Exclusive: Goldman and other financial firms hire people in China and monitor growth


© Reuters. FILE PHOTO: The Goldman Sachs company logo resides in the corporate area on the floor of the NYSE in New York


By Scott Murdoch and Samuel Shen

HONG KONG (Reuters) – Global financial firms like Goldman Sachs (NYSE :), BlackRock (NYSE 🙂 and Fidelity International are poised to hire hundreds of employees in China this year to capitalize on opening up their $ 40 trillion financial sector.

Beijing has accelerated the pace of liberalization over the past year and a half, mainly under a trade agreement with the United States, allowing foreigners to fully own their local businesses in areas such as investment banking and wealth management.

After Western companies received regulatory approval to increase stakes and dealt with the disruptions caused by the COVID-19 pandemic, they are now preparing plans to increase their presence ashore, representatives and headhunters said.

Foreign financial firms have long wanted a greater presence in China, and their expansion comes amid an economic recovery, increased onshore deal activity, and rapid wealth creation.

Goldman is leading the indictment against Wall Street banks operating in China – the first to go into full takeover of the securities business after being fully opened to foreigners last April.

According to a Goldman spokesman, 70 employees will be hired in China by 2021, doubling the number to 600 by 2024. The bank currently employs around 400 people. The new hiring round is aimed at investment bankers, brokers, analysts and technology professionals.

Fidelity tripled its Shanghai office space in September to accommodate a rapidly growing workforce, and is preparing to launch its wholly owned mutual fund unit after China removed foreign ownership caps in the sector last year.

The fund manager plans to hire around 100 people in China this year, excluding the Dalian operations and technology center, the company told Reuters.

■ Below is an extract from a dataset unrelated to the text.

PR #433, opened 2025-07-05
fix: don't see tags with `math` as an equation

superle3:
In obsidian, the name of a tag is the following hashtag_hashtag-end_meta_tag-<tagname>, if this tag name were to contain the word `math`, then it would recognize the whole tag as an equation instead of a tag. Fix is to check if we are not currently in a tag. fixes #431.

“We hope to be able to hire high-end talent with a global perspective and local insight into what is in short supply in the current market,” it said.

BlackRock, which is building a 51% controlled wealth management company in China with Temasek Holdings and China Construction Bank (OTC 🙂 Corp (SS :), is putting a glass door on at least a dozen senior positions for the company, according to global recruiting sites.

The vacancies, according to recently published job advertisements, include the vice president of commerce, the vice president of marketing strategy, the head of risk and quantitative analysis, and the fund operations manager.

BlackRock declined to comment.

Talent war

In addition to opening up the financial sector to foreigners, Beijing has also launched a series of reforms in capital markets, asset management, and insurance in recent years to improve the profitability of western companies.

This has also led to increased activity in the Chinese financial market – Shanghai’s STAR market in the Nasdaq style was ranked fourth in the global stock market rankings last year, with deals worth $ 20.3 billion in 2020, according to Refinitiv .

The hiring plans have increased the chances of a talent war as most try to raid other foreign companies in China. Some of them are also trying to use their existing staff in other locations to expand their Chinese workforce.

For example, Goldman plans to hire new employees domestically while leveraging the talent networks overseas to find the 70 new employees, the spokesman said.

David Chin, the head of UBS China, said the urge to hire people from Western financial firms not only sparked a talent war, but also resulted in banks having to work hard to keep their employees from being poached by rivals.

UBS announced in January that it would double its investment banking workforce in three to five years.

“Of course, we regularly move people from Hong Kong to China, but it needs to be done appropriately. Many people in Hong Kong are not the best fit for mainland China, so the number of potential candidates is limited,” said Chin.